Чейни улыбнулся и покачал головой:
– Ни одного.
– Пфа! Так на что ты собрался биться об заклад? На свои чертовы штаны?
– Сомневаюсь, что они вас заинтересуют, – вновь покачал головой этот чертов тип. – Однако в моем рюкзаке найдется и кое-что поинтереснее…
– Где ты это взял?! – спросил Лестер, когда к нему вернулась способность говорить и спокойно дышать, а чертово сердцебиение удалось нормализовать, пусть и при помощи второй лечебной сигареты.
– Не важно, – улыбнулся Гриффит. – Довольно и того, что ваш анализатор подтвердил ее подлинность.
– Да ты хоть знаешь, сколько она стоит?
– Точная оценка затруднена, поскольку официально бумажных изданий той поры осталось не так уж много, а уж прижизненных… Библиотекари на Оксфорде предлагали мне за нее семьсот тысяч.
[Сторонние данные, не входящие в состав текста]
Issue #1116, opened 2020-02-20
SSH addon should be able to start with default config. 


pvizeli:
Maybe we can solve it with new options UI they force to set a password if you click on start.

PR #1117, opened 2020-02-20
Support to use SSH as webterminal only

pvizeli:
Fix: #1116 

recommended by @balloob

### DIFF
--- a/ssh/README.md
+++ b/ssh/README.md
@@ -1,6 +1,6 @@
 # Home Assistant Add-on: SSH server
 
-Allow logging in remotely to Home Assistant using SSH.
+Allow logging in remotely to Home Assistant using SSH or just the web terminal with Ingress.
 
 ![Supports aarch64 Architecture][aarch64-shield] ![Supports amd64 Architecture][amd64-shield] ![Supports armhf Architecture][armhf-shield] ![Supports armv7 Architecture][armv7-shield] ![Supports i386 Architecture][i386-shield]
 
@@ -12,7 +12,7 @@ client. It also includes a command-line tool to access the Home Assistant API.
 Try it out using:
 
 ```bash
-hassio help
+ha help
 ```
 
 ## Installation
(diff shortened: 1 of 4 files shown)


ssh/README.md
```diff
@@ -25,6 +25,9 @@ Follow these steps to get the add-on installed on your system:
 
 ## How to use
 
+You need enable the port for external access. You can just enter 22 as value or any other
```
rct: IMHO This doc change isn't helpful to a large number of people.   It just doesn't make sense unless the reader knows exactly what you are talking about. This was a breaking change. See new issue #1125.

ssh/config.json
```diff
@@ -14,7 +15,7 @@
   "hassio_role": "manager",
   "auto_uart": true,
   "ports": {
-    "22/tcp": 22
+    "22/tcp": null
```
rct: IMHO this change should have been a separate change that was advertised as a breaking change.   It should also have been described as "Disable network ssh access by default".

ssh/config.json
```diff
@@ -1,10 +1,11 @@
 {
-  "name": "SSH server",
-  "version": "8.3",
+  "name": "Terminal & SSH",
+  "version": "8.4",
   "slug": "ssh",
   "description": "Allow logging in remotely to Home Assistant using SSH",
```
rct: This description is no longer accurate.  By default the add-on no longer **allows logging in remotely using ssh**

ssh/README.md
frenck: You've opened up an issue, not sure why you would create a comment here as well.

Please don't dig up closed PR's. Thanks.

ssh/config.json
frenck: Please use issues for discussions and bug reports instead, thanks 👍

ssh/config.json
frenck: Feel free to open up a PR to improve a thing, or open up an issue. Let's not use merged PR's for that, as it is not trackable. Thanks 👍

PR #1126, opened 2020-02-22
Re-enable ssh add-on's network ssh access.

rct:
PR #1117 disabled SSH network access for the SSH server add-on.  

Users who previous had the "SSH Server" official add-on installed, will be surprised when they update to version 8.4 that ssh access from the network suddenly stops working.

PR #1117 has effectively changed this add-on from something that enabled ssh access over the network into something that only provides access through a web GUI terminal.

This PR simply makes ssh enabled be default restoring the previous behavior to avoid frustrating existing users.

If the intent is to have SSH network access disabled by default. it should be better communicated as a breaking change in a future PR.  There are a number of ways this could be done. At a minimum documentation updates and possibly advertising it as a breaking change in a future version.

### DIFF
--- a/ssh/config.json
+++ b/ssh/config.json
@@ -1,6 +1,6 @@
 {
   "name": "Terminal & SSH",
-  "version": "8.4",
+  "version": "8.5",
   "slug": "ssh",
   "description": "Allow logging in remotely to Home Assistant using SSH",
   "url": "https://github.com/home-assistant/hassio-addons/tree/master/ssh",
@@ -15,7 +15,7 @@
   "hassio_role": "manager",
   "auto_uart": true,
   "ports": {
-    "22/tcp": null
+    "22/tcp": 22
   },
   "map": ["config:rw", "ssl:rw", "addons:rw", "share:rw", "backup:rw"],
   "options": {


homeassistant:
Hi @rct, 

It seems you haven't yet signed a CLA. Please do so [here](https://home-assistant.io/developers/cla_sign_start/?pr=home-assistant&#x2F;hassio-addons#1126).

Thanks!

frenck:
We should document this behavior, not re-instate it.

ocean123:
So the solution is to edit the add-on config of "Terminal & SSH"

 - Add port number "host" in Container | Host | Description
 - save
 - The restart the ssh add-on.

pvizeli:
I will update the supervisor to copy the install port setting over, so that changes like this did not end up in a breaking change

rct:
@pvizeli - That seems like a good idea, anyone who has installed the ssh add-on but hasn’t updated to 8.4 yet will retain ssh network access.

mattrude:
This needs to be relooked at.  There needs to be a way of accessing the system when the addon has failed or the supervisor has stopped loading.

agners:
> This needs to be relooked at. There needs to be a way of accessing the system when the addon has failed or the supervisor has stopped loading.

You can install the add-on, enable SSH and it will stay enabled. Not sure why you think your use case is related to this (very old) PR?

If you are a developer, and have to deal with brokenn Add-ons and/or Supervisor, SSH access on the host system might be the better option for your case (https://developers.home-assistant.io/docs/operating-system/debugging#ssh-access-to-the-host).

PR #1137, opened 2020-02-25
Add /data folder for run.sh

eko1495:
Fix for:
https://github.com/home-assistant/hassio-addons/issues/1134


homeassistant:
Hi @eko1495, 

It seems you haven't yet signed a CLA. Please do so [here](https://home-assistant.io/developers/cla_sign_start/?pr=home-assistant&#x2F;hassio-addons#1137).

Thanks!

frenck:
This is an incorrect change, as the data folder is provided by the supervisor as a mount. There is no need to create it.

Your problem is something else, this "fix" works for you probably for a single moment, but would not persist your data stored in there.

PR #1178, opened 2020-03-09
Update Almond to 1.7.3

gcampax:
By the way, would it make sense for the addon version to be the same as the version of Almond?
It would simplify the documentation I think.

### DIFF
--- a/almond/build.json
+++ b/almond/build.json
@@ -5,6 +5,6 @@
     "armv7": "homeassistant/armv7-base-debian:buster"
   },
   "args": {
-    "ALMOND_VERSION": "v1.7.2"
+    "ALMOND_VERSION": "v1.7.3"
   }
 }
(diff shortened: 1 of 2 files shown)


frenck:
Hi there @gcampax,

An add-on contains more parts, not just Almond. So, e.g., is an OS gets updated, or any other dependency, a release has to be done of the add-on as well. In those cases, Almond doesn't have to be changed.

Hence, add-ons do have their own versioning.

gcampax:
Yeah I understand the rationale, but in practice, it doesn't seem that the addon gets rebuilt when there are underlying changes, and Almond updates often enough that the same version number would work. Anyway, if this PR looks good, please merge, I don't have commit access.

frenck:
> Anyway, if this PR looks good, please merge, I don't have commit access.

We will review it soon.

PR #1184, opened 2020-03-15
letsencrypt: Adds cron based daily renewal check and restart on success. …

wonderslug:
This adds some a basic crond based daily check for the certificate
renewal.  It will run the check as a defined 24h:min based time that
the user can define.  As well it allows for the restart of the core
and defined addons by slug on a successful renewal and deployment of
the cert.

Its adds some config options that allow for the renewal cron to be enabled and set the time for the check.  The time is a 24 hour time based HH:MM.  This gets converted to a cron entry to allow for the check for renewal to run.

```json
    "renewal_daily_check": true,
    "renewal_check_time": "02:00",
```

Of note, for development the renewal_check_time can be set to something like "\*:\*/5" which will create a cronjob which tries the renew every 5 minutes.  The time values are not validated at the moment but cron will reject invalid values.

As well on a successful initial creation or renewal it allows for the deployment to run which can now not only copy the certificates over but also restart the core and any defined addons.

```json
    "restart_core": true,
    "restart_addons":[
       "a0d7b954_glances",
       "a0d7b954_nodered"
     ]
```

The additional options are not required and will if missing default to the same behaviour as before with the checks and renewal happening only on a start of the addon.

In addition there are some development config options available to force the certbot to use the "staging" lets encrypt server (https://letsencrypt.org/docs/staging-environment/)  as well as force the renew to renew the cert all the time instead of waiting for expiry.

```json
    "dev_use_staging": "bool",
    "dev_force_renewal": "bool",
```

### DIFF
--- a/letsencrypt/config.json
+++ b/letsencrypt/config.json
@@ -7,6 +7,8 @@
   "arch": ["armhf", "armv7", "aarch64", "amd64", "i386"],
   "startup": "once",
   "boot": "manual",
+  "hassio_api": true,
+  "hassio_role": "manager",
   "ports": {
     "80/tcp": 80
   },
@@ -20,7 +22,11 @@
     "certfile": "fullchain.pem",
     "keyfile": "privkey.pem",
     "challenge": "http",
-    "dns": {}
+    "dns": {},
+    "renewal_daily_check": true,
+    "renewal_check_time": "02:00",
+    "restart_core": true,
+    "restart_addons":[null]
   },
   "schema": {
     "email": "email",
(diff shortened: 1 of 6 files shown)


pvizeli:
Hi @wonderslug, thanks for your contribution.

The Certification handling is pain and functionality like you provide needed for all kinds of add-ons with have certifications. That is the reason why we plan last year to make a certification manager on Supervisor and abstract the hole certification handling with a lot more logic. This logic can be consumed on certification add-ons.

This PR is nice to work but in the wrong place. I would be happy to advise you on Supervisor to work on the certification manager to archive this. Are you onboard?

wonderslug:
Hey @pvizeli 

Sure, im happy to help.  Let me know what your thinking.

letsencrypt/config.json
```diff
@@ -20,14 +22,24 @@
     "certfile": "fullchain.pem",
     "keyfile": "privkey.pem",
     "challenge": "http",
-    "dns": {}
+    "dns": {},
```
chickenandpork, line 25: Might be a nitpicking, but you've put these new lines AFTER dns{} here, meaning dns{} sees delta due to the added comma, but you did differently on line 42.  Won't change behavior but it's inconsistent   :-/

PR #1025, opened 2025-06-30
Add loading indicator

MasterCarl:
This enables the NuxtLoadingIndicator to indicate that a page is loading after a navigation action.

To see it in action, you may add a delay to `api/[...].ts`:

```ts
function delay(timeout: number = 1000): Promise<void> {
  return new Promise((resolve) => setTimeout(resolve, timeout));
}

export default defineEventHandler(async (event): Promise<unknown> => {
  await delay(1000);
  ...
}
```


UrsKahmann (approved):

hmones (approved):
That's a nice add :) Thanks.

PR #1029, opened 2025-07-01
Unify validityStatus calculation

UrsKahmann:
- use one function to calculate the validity status
- make sure time calculations happen in german local time
- rename ExpressionStatus to ValidityStatus as this better reflects what the status represents and also makes more sense when used with articles

### DIFF
--- a/frontend/src/utils/normUtils.ts
+++ b/frontend/src/utils/normUtils.ts
@@ -1,9 +1,10 @@
-import { formattedDate, formattedDateToDateTime } from "~/utils/dateFormatting";
+import { parseDateGermanLocalTime } from "~/utils/dateFormatting";
 import type { LegislationExpression, LegislationWork } from "~/types";
+import type { Dayjs } from "dayjs";
 
 export interface ValidityInterval {
-  from?: string;
-  to?: string;
+  from?: Dayjs;
+  to?: Dayjs;
 }
 
 export function temporalCoverageToValidityInterval(
@@ -11,7 +12,10 @@ export function temporalCoverageToValidityInterval(
 ): ValidityInterval | undefined {
   if (!temporalCoverage) return undefined;
   const [from, to] = temporalCoverage.replaceAll("..", "").split("/");
-  return { from: formattedDate(from), to: formattedDate(to) };
+  return {
+    from: parseDateGermanLocalTime(from),
+    to: parseDateGermanLocalTime(to),
+  };
 }
 
 export enum ExpressionStatus {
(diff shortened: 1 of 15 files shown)


frontend/src/utils/normUtils.ts
```diff
@@ -1,47 +1,55 @@
...
+    to: parseDateGermanLocalTime(to),
+  };
 }
 
-export enum ExpressionStatus {
+export enum ValidityStatus {
   InForce = "Aktuell gültig",
   Future = "Zukünftig in Kraft",
   Historical = "Außer Kraft",
 }
```
hmones, line 25: I think the naming here might not be very accurate because the status is the status of the whole entity/resource, which is in our case, either the Norm or the Expression of the norm. If we are very accurate, I would say it should be named the `NormExpressionStatus`, but we used a shortcut here and named it `ExpressionStatus`. If you are really against using the word Expression here, then at least we name it `NormStatus`. The keys also should change for semantic reasons and be something like: `FutureInForce` and `Expired` for future and historical Norms respectively. My suggestion would go into something like this (we can remove the Expression if you really dislike it even though it's very accurate to use here. 
```suggestion
export enum NormExpressionStatus {
  InForce = "Aktuell gültig",
  FutureInForce = "Zukünftig in Kraft",
  Expired = "Außer Kraft",
}
```

hmones (changes requested):
Thanks for offering to refactor this, it's greatly appreciated :heart: , I added some comments and I'm open for questions if you have any.

frontend/src/utils/normUtils.ts
```diff
@@ -1,47 +1,55 @@
...
+    (start.isBefore(currentDate, "day") || start.isSame(currentDate, "day")) &&
+    (end.isSame(currentDate, "day") || end.isAfter(currentDate, "day"))
+  ) {
+    return ValidityStatus.InForce;
+  } else if (
+    start.isAfter(currentDate, "day") &&
+    (end.isAfter(start, "day") || end.isSame(start, "day"))
+  ) {
+    return ValidityStatus.Future;
   }
```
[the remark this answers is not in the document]
UrsKahmann: Yes makes sense, I kinda wanted to be on the very safe side :D  but thats probably not necessary :)

frontend/src/utils/normUtils.ts
hmones: Thanks @UrsKahmann for the update.

Just to follow up on a couple of points:

You're right that in many cases it looks simpler and more convenient to use a unified Status enum, and we’re currently using it for both Norms and Articles (I had honestly forgotten that it's also used for Articles, since it's nested inside normUtils). However, from a semantic and structural point of view, the status of a Norm and that of a single article can carry different meanings and values. For example, the status "gegenstandslos" (void or obsolete) typically applies only to the Norm as a whole. We don’t handle this case yet, but we expect to in the future. So while having a global ValidityStatus may be a useful simplification for now, it's important to note that Norms and Articles may eventually require distinct statuses, and this should be kept in mind.

Regarding key naming: we had an internal discussion and agreed to stick with English variable and key names—especially since the project is open-source and intended for extensibility and external collaboration. Using keys like FutureInForce and Expired instead of German phrases like "Zukünftig in Kraft" improves clarity and maintainability, particularly for contributors who don’t speak German.

UrsKahmann: Okay so for point one: I would leave it like that for now (one status enum/union called `ValidityStatus` for articles and Norms) and if we have to add some other possible values (e.g. gegenstandslos etc) that don't make sense for both, then we have to adapt/split it in the future into (e.g. NormStatus and ArticleStatus)? I would vote against splitting them right now because maybe we will never need the differentiation #YAGNI Would that be fine with you?

Key Naming:
Okay I understand. And I agree maybe its better to decouple the status itself from how it it displayed. 
What I would suggest then is to change the enum back to a union type with "InForce" "FutureInForce" "Expired" instead of having an enum like:
```
 enum ValidityPeriod {
  InForce = "InForce",
  FutureInForce = "FutureInForce",
  Expired = "Expired",
}

```
which doesn't have any value as the keys and values are redundant. 
And then I would add another function like `getStatusLabel(status: ValidityStatus)` which will map the status to the german string to be used for displaying it. This way this function can be used in all places where the status is displayed and the display string stays consistent. Let me know if that would be okay with you? 

And thanks for the valuable feedback!

hmones: Great, just the name I would leave it ValidityStatus, not ValidityPeriod - Just English wise wouldn't be correct. Maybe you wrote it by msitake

UrsKahmann: Good catch sorry that was by mistake. It will of cause  stay ValidityStatus :)

UrsKahmann: > @UrsKahmann Today in the daily though another InForce status have been highlighted for Norms. Just taking that into consideration.

Yes, whenever it is decided how we deal with "gegenstandslos" and "bedingtes Inkrafttreten" we might need to adapt this then. I can take care of it :)

hmones:
> @hmones I pushed the changes as discussed, can you have a look again 🙏 thankssss

Looks great, let's merge :) :tada:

– Пфа! Чертовы скряги! Когда она будет моей, я не расстанусь с нею и за семь миллионов.
– Значит, вы согласны?
– Да, покинь меня Разум!
– Отлично. Тогда давайте обговорим условия.
* * *И вот они сидят в форте , в глубоких креслах, пододвинутых к столу, а на столе уйма бутылок с напитками на любой вкус; и хорошая еда (« чертовски хорошая еда, своличи мои, и никакой синтезированной дряни!»); и свежая пачка лечебных сигарет; и только что записанный чип с семью чертовыми сотнями тысяч; и залог сволича Чейни. Но они даже не смотрят на стол.
– White Fang, – улыбаясь, начинает Чейни. Ха, ну еще бы!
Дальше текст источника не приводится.